*Activity:* All of the entries below are to be copied without any alteration.

*Provided material:*
PR #17596, opened 2025-05-27
Emit `selectionChanged` on model refresh

jtpio:
## References

Follow-up to https://github.com/jupyterlab/jupyterlab/pull/17563

Noticed in https://github.com/jupyter/notebook/pull/7656

## Code changes

Emit `selectionChanged` on model refresh

## User-facing changes

None

None

### DIFF
--- a/packages/filebrowser/src/listing.ts
+++ b/packages/filebrowser/src/listing.ts
@@ -715,9 +715,11 @@ export class DirListing extends Widget {
   /**
    * Clear the selected items.
    */
-  clearSelectedItems(): void {
+  clearSelectedItems(emit = true): void {
     this.selection = Object.create(null);
-    this._selectionChanged.emit();
+    if (emit) {
+      this._selectionChanged.emit();
+    }
   }
 
   /**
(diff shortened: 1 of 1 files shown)


packages/filebrowser/src/listing.ts
```diff
@@ -2475,6 +2475,10 @@ export class DirListing extends Widget {
         this.selection[path] = true;
       }
     }
+    // Emit the signal once for all items that were selected.
+    if (existing.length > 0) {
+      this._selectionChanged.emit();
```
krassowski, line 2480: Should it check if `existing != this.selection`? If I read it right the change could be due to a file/folder being removed in a model update, but a lot of the time the code above would effectively be a no-op, right?

jtpio: I think the main issue is the `this.clearSelectedItems();` call above which emits the `selectionChanged`. So the signal is first emitted, the selection is then empty because `this.clearSelectedItems()` clears the selection, so the signal has to be emitted again after the selection is restored?

krassowski: Could a solution be adding a new argument and calling it like `clearSelectedItems(emit=false)`?

krassowski: Just checking back here.

jtpio: Right, that sounds like a fine approach.

I'll try to get back to this PR some time soon, unless you would like to pick it up @krassowski no problem.

jtpio: Just pushed a new commit to follow this idea.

*Written answer:*
PR #17596, opened 2025-05-27
Emit `selectionChanged` on model refresh

jtpio:
## References

Follow-up to https://github.com/jupyterlab/jupyterlab/pull/17563

Noticed in https://github.com/jupyter/notebook/pull/7656

## Code changes

Emit `selectionChanged` on model refresh

## User-facing changes

None

None

### DIFF
--- a/packages/filebrowser/src/listing.ts
+++ b/packages/filebrowser/src/listing.ts
@@ -715,9 +715,11 @@ export class DirListing extends Widget {
   /**
    * Clear the selected items.
    */
-  clearSelectedItems(): void {
+  clearSelectedItems(emit = true): void {
     this.selection = Object.create(null);
-    this._selectionChanged.emit();
+    if (emit) {
+      this._selectionChanged.emit();
+    }
   }
 
   /**
(diff shortened: 1 of 1 files shown)


packages/filebrowser/src/listing.ts
```diff
@@ -2475,6 +2475,10 @@ export class DirListing extends Widget {
         this.selection[path] = true;
       }
     }
+    // Emit the signal once for all items that were selected.
+    if (existing.length > 0) {
+      this._selectionChanged.emit();
```
krassowski, line 2480: Should it check if `existing != this.selection`? If I read it right the change could be due to a file/folder being removed in a model update, but a lot of the time the code above would effectively be a no-op, right?

jtpio: I think the main issue is the `this.clearSelectedItems();` call above which emits the `selectionChanged`. So the signal is first emitted, the selection is then empty because `this.clearSelectedItems()` clears the selection, so the signal has to be emitted again after the selection is restored?

krassowski: Could a solution be adding a new argument and calling it like `clearSelectedItems(emit=false)`?

krassowski: Just checking back here.

jtpio: Right, that sounds like a fine approach.

I'll try to get back to this PR some time soon, unless you would like to pick it up @krassowski no problem.

jtpio: Just pushed a new commit to follow this idea.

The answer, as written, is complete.